- ACTION ITEM -
Scan the entries that follow and work out how many lines contain "true". Give the number and nothing else.

****************************************

PR #24099, opened 2017-09-26
v4 Dropdown without jQuery

Johann-S:
Work in progress...

### DIFF
--- a/js/src/dom/eventHandler.js
+++ b/js/src/dom/eventHandler.js
@@ -339,7 +339,7 @@ const EventHandler = (() => {
       let defaultPrevented = false
 
       if (inNamespace && typeof $ !== 'undefined') {
-        jQueryEvent = new $.Event(event, args)
+        jQueryEvent = $.Event(event, args)
 
         $(element).trigger(jQueryEvent)
         bubbles = !jQueryEvent.isPropagationStopped()
@@ -347,8 +347,7 @@ const EventHandler = (() => {
         defaultPrevented = jQueryEvent.isDefaultPrevented()
       }
 
-      let evt           = null
-
+      let evt = null
       if (isNative) {
         evt = document.createEvent('HTMLEvents')
         evt.initEvent(typeEvent, bubbles, true)
--- a/js/src/dropdown.js
+++ b/js/src/dropdown.js
@@ -1,5 +1,8 @@
-import $ from 'jquery'
+import Data from './dom/data'
+import EventHandler from './dom/eventHandler'
+import Manipulator from './dom/manipulator'
 import Popper from 'popper.js'
+import SelectorEngine from './dom/selectorEngine'
 import Util from './util'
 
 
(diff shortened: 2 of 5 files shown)


js/src/dropdown.js
```diff
@@ -416,35 +421,39 @@ const Dropdown = (() => {
...
-    .on(Event.CLICK_DATA_API, Selector.DATA_TOGGLE, function (event) {
-      event.preventDefault()
-      event.stopPropagation()
-      Dropdown._jQueryInterface.call($(this), 'toggle')
-    })
-    .on(Event.CLICK_DATA_API, Selector.FORM_CHILD, (e) => {
-      e.stopPropagation()
-    })
+  EventHandler.on(document, Event.KEYDOWN_DATA_API, Selector.DATA_TOGGLE, Dropdown._dataApiKeydownHandler)
+  EventHandler.on(document, Event.KEYDOWN_DATA_API, Selector.MENU, Dropdown._dataApiKeydownHandler)
```
Johann-S: @alekitto they are an issue here with our current EventHandler because if we have the same delegation handler for a different delegation selector no event listener is added due to that line : https://github.com/twbs/bootstrap/blob/v4-without-jquery/js/src/dom/eventHandler.js#L225

Johann-S: Fixed by my last commit 👍

alekitto: Yes, you're right, I managed to reproduce the error in a test case. PR is coming to fix this.

js/src/dom/eventHandler.js
```diff
@@ -267,7 +257,19 @@ const EventHandler = (() => {
...
+        EventHandler.off(element, e.type, complete)
+        realHandler.apply(element, [e])
+      }
+      complete.isOne = true
+      if (isDelegation) {
+        addHandler(element, event, handler, complete)
+      } else {
+        addHandler(element, event, complete)
+      }
+      realHandler.uid = complete.uid.toString()
```
alekitto: @Johann-S Adding the `uid` property to the real handler function will cause troubles when using and removing the same handler for more than one event (like in https://github.com/twbs/bootstrap/blob/v4-without-jquery/js/src/tooltip.js#L322).
It was changed in https://github.com/twbs/bootstrap/commit/fa90114c11212f1021ab22b5baf7201b4899f3a7 to take this into account, removing the setting of `uidEvent` property.
I thought that a test was written for this scenario, but i've probably missed it.

Johann-S: Yep that's because `Util.noop` always return the same function instead of a new one here but yes in case of a reusable handler it will be problematic

alekitto: Yes, with `Util.noop` shouldn't be a problem 😄 
However, https://github.com/twbs/bootstrap/pull/24487 should fix that, but i think you have to revert your last commit in order to merge it. If you can reopen it, I'll submit a couple of tests to cover this case.

Johann-S:
I'm stuck on this unit test : https://github.com/twbs/bootstrap/blob/v4-dropdown-without-jquery/js/tests/unit/dropdown.js#L598

It seems I don't understand how but when I trigger a click event on the input, the event is swallowed 🤔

****************************************

- TASK OUTPUT -
2